Given data
PR #84, opened 2018-05-29
Updated coverage parser

DReigada:


src/test/scala/com/codacy/rules/ConfigurationRulesTest.scala
```diff
@@ -34,7 +34,7 @@ class ConfigurationRulesTest extends FlatSpec with Matchers {
       case config: ReportConfig =>
         val result = components.reportRules.coverageWithTokenAndCommit(config)
 
-        result should be(Left("no parser for Scala"))
+        result should be(Left("could not parse report, unrecognized report format"))
```
rtfpessoa: Wasn't this suppose to say the report format names so people would know what we tried?

PR #109, opened 2018-11-22
Support coverage over multi modules

nenick:
First tests has passed, the merged coverage report for multiple modules was uploaded and analysed successfully.

use it as
`codacy-coverage-reporter report -r coverage.xml --multi-module app/src/main/java,lib/src/main/scala`

### DIFF
--- a/README.md
+++ b/README.md
@@ -89,7 +89,7 @@ It might also be possible to merge the reports before uploading them to Codacy, 
 For coverage reports including multiple modules we need the correct path for matching the covered files.
 
 ***Example***
-1. `codacy-coverage-reporter report -l Java -r report1.xml --multi-module app/src/main/java,lib/src/main/scala`
+1. `codacy-coverage-reporter report -r coverage.xml --multi-module app/src/main/java,lib/src/main/scala`
 
 **Other Languages**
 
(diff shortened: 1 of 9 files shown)


nenick:
If you want this pull request, than please help me to resolve the code issues. I'm not so familiar with Scala.
How to workaround the
* Found unnamed result or parameter
* Usage of get on optional type.

nenick:
Sample project use gradle and jacoco.

```
project
- app module
- lib module
- integration tests module
```

When runing the integration tests, I want a full coverage report including the files of each module. Jacoco produce this report how I expect it, but it's lacks the full path information.

> two files with same path inside different modules

Yes, multiple files with same name and package could result in strange effects. First we can add a check, which would report this unsupported situation.

ljmf00:
Hi @nenick,

This PR review led to an in depth internal discussion on whether this responsibility should be of the coverage tool or the reporter. And we think it should be with the coverage tools since they have more context and most of them are able to solve this problem in a good way.

Thank you for the time and effort you put into this PR. Although this was not the outcome you were expecting, we hope you won’t hesitate in making future contributions to improve Codacy.

PR #113, opened 2019-03-10
Native binary

rtfpessoa:
Depends on https://github.com/codacy/coverage-parser/pull/27


.circleci/config.yml
```diff
@@ -0,0 +1,170 @@
...
+            sbt ";+publishSigned;sonatypeReleaseAll"
+      - *clean_sbt_cache
+      - *save_sbt_cache
+
+  publish_binary:
+    <<: *default_sbt_job
+    steps:
+      - attach_workspace:
+          at: ~/
+      - *restore_sbt_cache
```
andreaTP: if I understand this correctly, this step doesn't require cache at all (restore nor save)

README.md
```diff
@@ -15,26 +15,33 @@ Multi-language coverage reporter for Codacy https://www.codacy.com
...
+1. Setup the project API token. You can find the token in Project -> Settings -> Integrations -> Project API.
 
 Then set it in your terminal, replacing %Project_Token% with your own token:
 
 ```
 export CODACY_PROJECT_TOKEN=%Project_Token%
 ```
 
-3. Run the command below (changing <version> for the version you just downloaded)
+### Linux amd64
```
andreaTP: we can probably release also `darwin` binaries with circle in another iteration, I guess...

.circleci/config.yml
```diff
@@ -0,0 +1,170 @@
...
+      - run:
+          name: Publish the library
+          command: |
+            ./scripts/publish-native.sh -n codacy-coverage-reporter -m com.codacy.CodacyCoverageReporter -t docker $(cat .version)
+
+            mkdir -p /tmp/binary
+            cp ~/workdir/codacy-coverage-reporter-linux-$(cat .version) /tmp/binary/codacy-coverage-reporter-linux
+            curl -fL https://getcli.jfrog.io | sh
+            ./jfrog bt config --interactive=false --user codacy-ci --key $BINTRAY_API_KEY
```
andreaTP: just noticed that you committed 16Mb of `jfrog` CLI binaries ... 
 1 - remove the binary from the repository
 2 - evaluate to use just `curl` commands for uploading artifacts (Artifactory does support it and it's pretty easy)

scripts/publish-native.sh
```diff
@@ -0,0 +1,125 @@
...
+#   * `native` - Builds the binary for the machine arch (Requires GraalVM)
+#   * `docker` - Builds the binary for linux using a docker (Requires Docker)
+#
+# Example:
+# ./scripts/publish-native.sh -n codacy-coverage-reporter -m com.codacy.CodacyCoverageReporter -t docker 1.0.0
+#
+
+set -e
+
+VERSION="1.0.0-$(git symbolic-ref --short HEAD)-SNAPSHOT"
```
andreaTP: version comes from git-version here? can we take it as an argument

src/main/scala/com/codacy/CodacyCoverageReporter.scala
```diff
@@ -4,15 +4,16 @@ import com.codacy.configuration.parser.{CommandConfiguration, ConfigurationParsi
...
-object CodacyCoverageReporter extends ConfigurationParsingApp {
+object CodacyCoverageReporter extends ConfigurationParsingApp with StrictLogging {
 
   def run(commandConfig: CommandConfiguration): Unit = {
     val components = new Components(commandConfig)
 
     val validatedConfig = components.validatedConfig
 
-    val logger = LoggerHelper.logger(getClass, validatedConfig)
+    LoggerHelper.setLoggerLevel(logger, validatedConfig.baseConfig.debug)
```
andreaTP: why: `validatedConfig.baseConfig.debug` ?

src/main/scala/com/codacy/helpers/LoggerHelper.scala
```diff
@@ -1,30 +1,20 @@
...
-    setLoggerLevel(logger, debug)
-    logger
-  }
-
-  private def setLoggerLevel(logger: org.log4s.Logger, debug: Boolean): Unit = {
+  def setLoggerLevel(logger: Logger, debug: Boolean): Unit = {
     if (debug) {
-      logger.logger
+      logger.underlying
         .asInstanceOf[ch.qos.logback.classic.Logger]
```
andreaTP: `match` instead of casting, also avoid the repetition e.g.:
```scala
val level = if (debug) Level.DEBUG else Level.INFO
logger.underlying match {
  case l: ch.qos.logback.classic.Logger => l.setLevel(level)
  case _ =>
}
```

src/main/scala/com/codacy/rules/ConfigurationRules.scala
```diff
@@ -6,24 +6,22 @@ import cats.implicits._
...
 import scala.language.implicitConversions
 import scala.util.Try
 
-class ConfigurationRules(cmdConfig: CommandConfiguration) {
+class ConfigurationRules(cmdConfig: CommandConfiguration) extends StrictLogging {
   private val publicApiBaseUrl = "https://api.codacy.com"
 
-  private val logger = LoggerHelper.logger(getClass, cmdConfig)
-
+  LoggerHelper.setLoggerLevel(logger, cmdConfig.baseConfig.debug)
```
andreaTP: The Log level should be set only once at the start of the application, at best of my understanding, not every time you have a class that extends a Logger.

src/main/scala/com/codacy/rules/ReportRules.scala
```diff
@@ -3,25 +3,22 @@ package com.codacy.rules
...
+import com.typesafe.scalalogging.StrictLogging
 
 import scala.util.{Failure, Success}
 
-class ReportRules(config: Configuration,
-                  coverageServices: => CoverageServices) {
+class ReportRules(config: Configuration, coverageServices: => CoverageServices) extends StrictLogging {
 
-  private val logger: Logger = LoggerHelper.logger(getClass, config)
+  LoggerHelper.setLoggerLevel(logger, config.baseConfig.debug)
```
andreaTP: the comments above.

README.md
rtfpessoa: I think you have to pay. Ideally we can release a docker using scratch base latter.

.circleci/config.yml
rtfpessoa: it requires the compiled classes

.circleci/config.yml
rtfpessoa: This is already working and is just a command to install. (also being the recommended way)

scripts/publish-native.sh
rtfpessoa: This is just the default. It is being received as an argument.

src/main/scala/com/codacy/CodacyCoverageReporter.scala
rtfpessoa: What would be the alternative?

src/main/scala/com/codacy/helpers/LoggerHelper.scala
rtfpessoa: Nice catch.

src/main/scala/com/codacy/rules/ConfigurationRules.scala
rtfpessoa: I was not sure about that.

What you should do
Every line of the material above must be duplicated exactly.

Response area
PR #84, opened 2018-05-29
Updated coverage parser

DReigada:


src/test/scala/com/codacy/rules/ConfigurationRulesTest.scala
```diff
@@ -34,7 +34,7 @@ class ConfigurationRulesTest extends FlatSpec with Matchers {
       case config: ReportConfig =>
         val result = components.reportRules.coverageWithTokenAndCommit(config)
 
-        result should be(Left("no parser for Scala"))
+        result should be(Left("could not parse report, unrecognized report format"))
```
rtfpessoa: Wasn't this suppose to say the report format names so people would know what we tried?

PR #109, opened 2018-11-22
Support coverage over multi modules

nenick:
First tests has passed, the merged coverage report for multiple modules was uploaded and analysed successfully.

use it as
`codacy-coverage-reporter report -r coverage.xml --multi-module app/src/main/java,lib/src/main/scala`

### DIFF
--- a/README.md
+++ b/README.md
@@ -89,7 +89,7 @@ It might also be possible to merge the reports before uploading them to Codacy, 
 For coverage reports including multiple modules we need the correct path for matching the covered files.
 
 ***Example***
-1. `codacy-coverage-reporter report -l Java -r report1.xml --multi-module app/src/main/java,lib/src/main/scala`
+1. `codacy-coverage-reporter report -r coverage.xml --multi-module app/src/main/java,lib/src/main/scala`
 
 **Other Languages**
 
(diff shortened: 1 of 9 files shown)


nenick:
If you want this pull request, than please help me to resolve the code issues. I'm not so familiar with Scala.
How to workaround the
* Found unnamed result or parameter
* Usage of get on optional type.

nenick:
Sample project use gradle and jacoco.

```
project
- app module
- lib module
- integration tests module
```

When runing the integration tests, I want a full coverage report including the files of each module. Jacoco produce this report how I expect it, but it's lacks the full path information.

> two files with same path inside different modules

Yes, multiple files with same name and package could result in strange effects. First we can add a check, which would report this unsupported situation.

ljmf00:
Hi @nenick,

This PR review led to an in depth internal discussion on whether this responsibility should be of the coverage tool or the reporter. And we think it should be with the coverage tools since they have more context and most of them are able to solve this problem in a good way.

Thank you for the time and effort you put into this PR. Although this was not the outcome you were expecting, we hope you won’t hesitate in making future contributions to improve Codacy.

PR #113, opened 2019-03-10
Native binary

rtfpessoa:
Depends on https://github.com/codacy/coverage-parser/pull/27


.circleci/config.yml
```diff
@@ -0,0 +1,170 @@
...
+            sbt ";+publishSigned;sonatypeReleaseAll"
+      - *clean_sbt_cache
+      - *save_sbt_cache
+
+  publish_binary:
+    <<: *default_sbt_job
+    steps:
+      - attach_workspace:
+          at: ~/
+      - *restore_sbt_cache
```
andreaTP: if I understand this correctly, this step doesn't require cache at all (restore nor save)

README.md
```diff
@@ -15,26 +15,33 @@ Multi-language coverage reporter for Codacy https://www.codacy.com
...
+1. Setup the project API token. You can find the token in Project -> Settings -> Integrations -> Project API.
 
 Then set it in your terminal, replacing %Project_Token% with your own token:
 
 ```
 export CODACY_PROJECT_TOKEN=%Project_Token%
 ```
 
-3. Run the command below (changing <version> for the version you just downloaded)
+### Linux amd64
```
andreaTP: we can probably release also `darwin` binaries with circle in another iteration, I guess...

.circleci/config.yml
```diff
@@ -0,0 +1,170 @@
...
+      - run:
+          name: Publish the library
+          command: |
+            ./scripts/publish-native.sh -n codacy-coverage-reporter -m com.codacy.CodacyCoverageReporter -t docker $(cat .version)
+
+            mkdir -p /tmp/binary
+            cp ~/workdir/codacy-coverage-reporter-linux-$(cat .version) /tmp/binary/codacy-coverage-reporter-linux
+            curl -fL https://getcli.jfrog.io | sh
+            ./jfrog bt config --interactive=false --user codacy-ci --key $BINTRAY_API_KEY
```
andreaTP: just noticed that you committed 16Mb of `jfrog` CLI binaries ... 
 1 - remove the binary from the repository
 2 - evaluate to use just `curl` commands for uploading artifacts (Artifactory does support it and it's pretty easy)

scripts/publish-native.sh
```diff
@@ -0,0 +1,125 @@
...
+#   * `native` - Builds the binary for the machine arch (Requires GraalVM)
+#   * `docker` - Builds the binary for linux using a docker (Requires Docker)
+#
+# Example:
+# ./scripts/publish-native.sh -n codacy-coverage-reporter -m com.codacy.CodacyCoverageReporter -t docker 1.0.0
+#
+
+set -e
+
+VERSION="1.0.0-$(git symbolic-ref --short HEAD)-SNAPSHOT"
```
andreaTP: version comes from git-version here? can we take it as an argument

src/main/scala/com/codacy/CodacyCoverageReporter.scala
```diff
@@ -4,15 +4,16 @@ import com.codacy.configuration.parser.{CommandConfiguration, ConfigurationParsi
...
-object CodacyCoverageReporter extends ConfigurationParsingApp {
+object CodacyCoverageReporter extends ConfigurationParsingApp with StrictLogging {
 
   def run(commandConfig: CommandConfiguration): Unit = {
     val components = new Components(commandConfig)
 
     val validatedConfig = components.validatedConfig
 
-    val logger = LoggerHelper.logger(getClass, validatedConfig)
+    LoggerHelper.setLoggerLevel(logger, validatedConfig.baseConfig.debug)
```
andreaTP: why: `validatedConfig.baseConfig.debug` ?

src/main/scala/com/codacy/helpers/LoggerHelper.scala
```diff
@@ -1,30 +1,20 @@
...
-    setLoggerLevel(logger, debug)
-    logger
-  }
-
-  private def setLoggerLevel(logger: org.log4s.Logger, debug: Boolean): Unit = {
+  def setLoggerLevel(logger: Logger, debug: Boolean): Unit = {
     if (debug) {
-      logger.logger
+      logger.underlying
         .asInstanceOf[ch.qos.logback.classic.Logger]
```
andreaTP: `match` instead of casting, also avoid the repetition e.g.:
```scala
val level = if (debug) Level.DEBUG else Level.INFO
logger.underlying match {
  case l: ch.qos.logback.classic.Logger => l.setLevel(level)
  case _ =>
}
```

src/main/scala/com/codacy/rules/ConfigurationRules.scala
```diff
@@ -6,24 +6,22 @@ import cats.implicits._
...
 import scala.language.implicitConversions
 import scala.util.Try
 
-class ConfigurationRules(cmdConfig: CommandConfiguration) {
+class ConfigurationRules(cmdConfig: CommandConfiguration) extends StrictLogging {
   private val publicApiBaseUrl = "https://api.codacy.com"
 
-  private val logger = LoggerHelper.logger(getClass, cmdConfig)
-
+  LoggerHelper.setLoggerLevel(logger, cmdConfig.baseConfig.debug)
```
andreaTP: The Log level should be set only once at the start of the application, at best of my understanding, not every time you have a class that extends a Logger.

src/main/scala/com/codacy/rules/ReportRules.scala
```diff
@@ -3,25 +3,22 @@ package com.codacy.rules
...
+import com.typesafe.scalalogging.StrictLogging
 
 import scala.util.{Failure, Success}
 
-class ReportRules(config: Configuration,
-                  coverageServices: => CoverageServices) {
+class ReportRules(config: Configuration, coverageServices: => CoverageServices) extends StrictLogging {
 
-  private val logger: Logger = LoggerHelper.logger(getClass, config)
+  LoggerHelper.setLoggerLevel(logger, config.baseConfig.debug)
```
andreaTP: the comments above.

README.md
rtfpessoa: I think you have to pay. Ideally we can release a docker using scratch base latter.

.circleci/config.yml
rtfpessoa: it requires the compiled classes

.circleci/config.yml
rtfpessoa: This is already working and is just a command to install. (also being the recommended way)

scripts/publish-native.sh
rtfpessoa: This is just the default. It is being received as an argument.

src/main/scala/com/codacy/CodacyCoverageReporter.scala
rtfpessoa: What would be the alternative?

src/main/scala/com/codacy/helpers/LoggerHelper.scala
rtfpessoa: Nice catch.

src/main/scala/com/codacy/rules/ConfigurationRules.scala
rtfpessoa: I was not sure about that.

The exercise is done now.